▸ What you are asked to do
Print the records below from the first line through the line containing "Build-system duplication risk**", both included, word for word.
-- Records supplied follows --
PR #1890, opened 2026-07-18
Add EventHeader printers

rlcee:
Add three printers which are becoming more relevant.  This should not affect operations or validation


oksuzian:
## Issues found

**1. `EventHeaderPrinter::Print` has verbose gate inconsistent with the FCL config** — `Print/fcl/printLong.fcl`
The FCL sets `EventHeadersPrinter` and `RawEventHeaderPrinter` to `verbose : 0`, but every `Print()` method early-returns when `verbose() < 1`. So the two new printers configured at `verbose:0` will **never print anything**. Either the FCL defaults should be `1`, or the intent should be documented. Worth confirming this is deliberate.

**2. Unused `int ind` parameter** — `EventHeaderPrinter.cc`, `EventHeadersPrinter.cc`, `RawEventHeaderPrinter.cc`
```cpp
void mu2e::EventHeaderPrinter::Print(const mu2e::EventHeader& obj,
                                     int ind, std::ostream& os) {
```
`ind` is declared but never used in any of the three `Print(obj, ind, os)` overloads. Harmless but will likely trigger `-Wunused-parameter`. Consider dropping the name or `(void)ind;`.

**3. Unused includes** — all three `inc/*.hh`
`<cstring>` and `canvas/Persistency/Common/Ptr.h` are included but neither `Ptr` nor `cstring` functions are used. Copy-paste carryover; minor cleanup.

**4. `os` parameter ignored in the multi-arg overloads**
In `Print(const EventHeader& obj, int ind, std::ostream& os)` the code writes to `os` correctly, but the `Print(art::Event const&, os)` fan-out calls `Print(ah)` / `Print(ih)` **without forwarding `os`**, so a non-default stream passed to the top-level `Print` is silently dropped for the per-handle prints. Same pattern in all three files. Functionally fine with the default `std::cout`, but inconsistent.

**5. Build-system duplication risk** — `Print/src/SConscript` vs `Print/CMakeLists.txt`
CMake adds `artdaq-core-mu2e::Data` only; SConscript adds `artdaq-core-mu2e_Data`, `artdaq-core-mu2e_Data_dict`, and `artdaq-core_Data`. The dependency sets differ between the two build systems — verify both actually link `RawEventHeader` (from `artdaq-core`, which CMake does **not** list).

rlcee:
AI comments:
1) by design
2) cleaned up
3) cleaned up
4) fixed
5) cleaned up, checked
ready to merge

PR #1893, opened 2026-07-20
p103 for KinKal 3.7.0

rlcee:
create p103 envset, which only adds KinKal 3.7.0.  A quick test shows this builds with the current Offline head


brownd1978 (approved):
I've tested this gives identical results for existing production (which doesn't use the new energy loss functions).

PR #1894, opened 2026-07-20
Updates for Run 1B reco studies

michaelmackenzie:
This updates reconstruction elements, focusing on needs for Run 1B work. This includes:
- Updating TZClusterFinder to only output time clusters matched to calorimeter clusters if requested
- Adding flexibility to the calo cluster-centered line time cluster finder, adding hit energy selection options, and updating the prolog defaults
- Adding optional calorimeter cluster association to CosmicTrackSeeds
- Updating SelectReco<MC> to persist information related to time cluster inputs

These updates will allow for:
- Time cluster information access at the ntuple stage
- Proton rejection (selection) in CalLineTimeClusterFinder clusters
- Studies using the cosmic track seed to easily access the associated calorimeter cluster

I will make a corresponding PR to Production, which will include adding a proton line-finding sequence for Run 1B to both use as a veto in electron cluster searches and for high KE proton tail measurement studies. With this we can also more easily test using the TZ time cluster finder in these sequences, particularly for cosmic line finding, without the high CPU cost associated with fitting all lines in the event.

### DIFF
--- a/CommonReco/src/SelectReco_module.cc
+++ b/CommonReco/src/SelectReco_module.cc
@@ -30,6 +30,7 @@
 #include "Offline/RecoDataProducts/inc/KKLoopHelix.hh"
 #include "Offline/RecoDataProducts/inc/KKCentralHelix.hh"
 #include "Offline/RecoDataProducts/inc/KKLine.hh"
-- Records supplied concluded --
▸ Task result
PR #1890, opened 2026-07-18
Add EventHeader printers

rlcee:
Add three printers which are becoming more relevant.  This should not affect operations or validation


oksuzian:
## Issues found

**1. `EventHeaderPrinter::Print` has verbose gate inconsistent with the FCL config** — `Print/fcl/printLong.fcl`
The FCL sets `EventHeadersPrinter` and `RawEventHeaderPrinter` to `verbose : 0`, but every `Print()` method early-returns when `verbose() < 1`. So the two new printers configured at `verbose:0` will **never print anything**. Either the FCL defaults should be `1`, or the intent should be documented. Worth confirming this is deliberate.

**2. Unused `int ind` parameter** — `EventHeaderPrinter.cc`, `EventHeadersPrinter.cc`, `RawEventHeaderPrinter.cc`
```cpp
void mu2e::EventHeaderPrinter::Print(const mu2e::EventHeader& obj,
                                     int ind, std::ostream& os) {
```
`ind` is declared but never used in any of the three `Print(obj, ind, os)` overloads. Harmless but will likely trigger `-Wunused-parameter`. Consider dropping the name or `(void)ind;`.

**3. Unused includes** — all three `inc/*.hh`
`<cstring>` and `canvas/Persistency/Common/Ptr.h` are included but neither `Ptr` nor `cstring` functions are used. Copy-paste carryover; minor cleanup.

**4. `os` parameter ignored in the multi-arg overloads**
In `Print(const EventHeader& obj, int ind, std::ostream& os)` the code writes to `os` correctly, but the `Print(art::Event const&, os)` fan-out calls `Print(ah)` / `Print(ih)` **without forwarding `os`**, so a non-default stream passed to the top-level `Print` is silently dropped for the per-handle prints. Same pattern in all three files. Functionally fine with the default `std::cout`, but inconsistent.

**5. Build-system duplication risk** — `Print/src/SConscript` vs `Print/CMakeLists.txt`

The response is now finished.